- Born: Alice (unknown surname) 1759 Bury St. Edmunds, England
- Died: 23 September 1830 (aged 70–71) Whitton, Suffolk, England
- Resting place: churchyard, Church of St Mary and St Botolph, Whitton
- Occupations: teacher, religious poet, hymnwriter
- Spouse: Daniel Flowerdew (d. 1801)
- Writing career
- Language: English
- Notable work: "Fountain of Mercy! God of Love!"

= A. Flowerdew =

English poet and hymnist (1759–1830)

Alice Flowerdew (1759 – 23 September 1830) was an English teacher, religious poet and hymnist. Her main work was Poems on Moral and Religious Subjects (1867). She kept a ladies' boarding school in Islington, moving it later to Bury St. Edmunds.

==Early life==
Alice (sometimes mistakenly referred to as "Anne") Flowerdew was born in 1759, in Bury St. Edmunds, England. Her maiden name is not known. She was erroneously referred to as "Anne" by Sir Roundell Palmer and other authorities, an error that a living descendant corrected.

==Career==
She was the second wife of Daniel Flowerdew, who for a few years held a government customs appointment in Jamaica. After he had resigned that position in slave-owning Jamaica and requested other employment, the couple returned to England with relief at the end of the 18th century.

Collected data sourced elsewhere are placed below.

PR #125, opened 2018-09-16
Correctly handle messages / enums that begin with .

josh33901:
As an example:

```protobuf
message CHTMLHeader {
	optional string key = 1;
	optional string value = 2;
}

message CHTMLPageSecurityInfo {
	optional bool bIsSecure = 1 [default = false];
	optional bool bHasCertError = 2 [default = false];
	optional string issuerName = 3;
	optional string certName = 4;
	optional int32 certExpiry = 5 [default = 0];
	optional int32 nCertBits = 6 [default = 0];
	optional bool bIsEVCert = 7 [default = false];
}

message CMsgFinishedRequest {
	optional uint32 browser_handle = 1;
	optional string url = 2;
	optional string pageTitle = 3;
	optional .CHTMLPageSecurityInfo security_info = 4;
	repeated .CHTMLHeader headers = 5;
}
```

`optional .CHTMLPageSecurityInfo` refers to global scope `message CHTMLPageSecurityInfo`
same with `CHTMLHeader`

Not sure if this is the most idiomatic way to do this in rust (I'm still relatively new)

### DIFF
--- a/pb-rs/src/types.rs
+++ b/pb-rs/src/types.rs
@@ -1709,7 +1709,9 @@ impl FileDescriptor {
                     _ => vec![typ].into_iter(),
                 }) {
                 if let FieldType::MessageOrEnum(name) = typ.clone() {
-                    let test_names: Vec<String> = if m.package.is_empty() {
+                    let test_names: Vec<String> = if name.starts_with(".") {
+                        vec![name.clone().split_off(1)]
+                    } else if m.package.is_empty() {
                         vec![name.clone(), format!("{}.{}", m.name, name)]
                     } else {
                         vec![
--- a/quick-protobuf/tests/rust_protobuf/generate.sh
+++ b/quick-protobuf/tests/rust_protobuf/generate.sh
@@ -13,7 +13,6 @@ have_failures=""
 declare -A must_fail
 
 must_fail["v2/test_group_pb.proto"]="expected failure (empty read)"
-must_fail["v2/test_root_pb.proto"]="root search is not implemented yet"
 must_fail["v3/test_enum_alias_pb.proto"]="enum alias not implemented"
 must_fail["v2/test_enum_alias_pb.proto"]="enum alias not implemented"
 must_fail["v2/test_expose_oneof_pb.proto"]="missing file"


josh33901:
Unless i am missing something obvious why should `v2/test_root_pb.proto` not succeed?

tafia:
> Unless i am missing something obvious why should v2/test_root_pb.proto not succeed?

Just [not implemented yet :wink:](https://github.com/tafia/quick-protobuf/blob/master/quick-protobuf/tests/rust_protobuf/generate.sh#L16)

josh33901:
I'm not sure I entirely fixed it though as it might not work across imports. I'll check later.

josh33901:
> I'm not sure I entirely fixed it though as it might not work across imports. I'll check later.

Ok looks like it does work. I was getting confused between some messages that use messages dont compile at the moment.

tafia:
> I was getting confused between some messages that use messages dont compile at the moment.

Can you clarify?

josh33901:
> > I was getting confused between some messages that use messages dont compile at the moment.
> 
> Can you clarify?

Messages with extensions

```protobuf
import "google/protobuf/descriptor.proto";

option cc_generic_services = false;

extend .google.protobuf.EnumValueOptions {
	optional string network_connection_token = 50500;
}

enum ENetworkDisconnectionReason {
	NETWORK_DISCONNECT_INVALID = 0;
	NETWORK_DISCONNECT_SHUTDOWN = 1;
	NETWORK_DISCONNECT_DISCONNECT_BY_USER = 2 [(network_connection_token) = "#GameUI_Disconnect_User"];
	NETWORK_DISCONNECT_DISCONNECT_BY_SERVER = 3 [(network_connection_token) = "#GameUI_Disconnect_Server"];
	NETWORK_DISCONNECT_LOST = 4 [(network_connection_token) = "#GameUI_Disconnect_ConnectionLost"];
 // ...
}
```

in one file that is imported into another where it is used as
```protobuf
optional .ENetworkDisconnectionReason disconnect_reason = 2 [default = NETWORK_DISCONNECT_INVALID];
```

Which shouldn't work because these are extensions which are unsupported?

tafia:
So merged for now, I've opened an issue for extensions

After losing her husband in 1801, the widowed Flowerdew kept a ladies' boarding school in Islington, where she wrote most of her poetry. In 1802, her stepson, Charles Frederic Flowerdew, also died. While living in Islington, she attended the ministry of the Rev. Dr John Evans, author of A Sketch of the Several Religious Denominations (1795) and some other works. He was Minister of the General Baptist Church, Worship Street, London, and an Arian. Flowerdew is said to have held the same views. Some time between 1806 and 1811, she moved her school to Bury St Edmunds and became a member of the Bury "Glasshouse" congregation.

===Writings===
In 1803, Flowerdew published by subscription a volume entitled Poems on Moral and Religious Subjects, which was sold through her friend Henry Delahoy Symonds and through Martha Gurney. Some lines praised Lady Mary Wortley Montagu for her struggle to establish smallpox inoculation, and her subscribers included Edward Jenner, who had devised it. In her preface dated 24 May 1803, she notes that they were "written at different periods of life — some indeed at a very early age, and others under the very severe Pressure of Misfortune, when my pen had frequently given that relief which could not be derived from other employments." A second edition appeared in 1804.

Fountain of Mercy! God of Love!
How rich, Thy bounties are!
The rolling seasons, as they move,
Proclaim Thy constant care.

When in the bosom of the earth
The sower hid the grain,
Thy goodness marked its secret birth,
And sent the early rain.

The spring's sweet influence was Thine,
The plants in beauty grew;
Thou gav'st refulgent suns to shine,
And mild refreshing dew.

These various mercies from above
Matured the swelling grain;
A yellow harvest crowned Thy love,
And plenty tills the plain.

Seed-time and harvest, Lord, alone
Thou dost on man bestow;
Let him not, then, forget to own
From whom his blessings How.

Fountain of love! our praise is Thine;
To Thee our songs we'll raise,
And all created nature join
In sweet harmonious praise.

Further poems and a preface on female education were added to a third edition, where there appeared her well-known harvest hymn, "Fountain of mercy, God of love". This is sometimes attributed to John Needham and was probably altered from a hymn by him (1768). It is believed by a relative of Flowerdew to have been written before 1810, and other relatives and friends of the family are agreed in ascribing it to her. By comparing it with Needham's hymns, it will be seen to be superior especially in form. Relatives and friends of the family are agreed in ascribing it to her. She wrote other pieces later, but these were not published in a collected form.

==Death==
Flowerdew eventually moved to Ipswich. She died in Whitton on 23 September 1830 and was buried in the churchyard there. Her tomb reads: "Sacred to the memory of Mrs. Alice Flowerdew, who died September 23, 1830, aged 71 years." She was survived by a grandson, J. D. McKenzie, of St. Albans.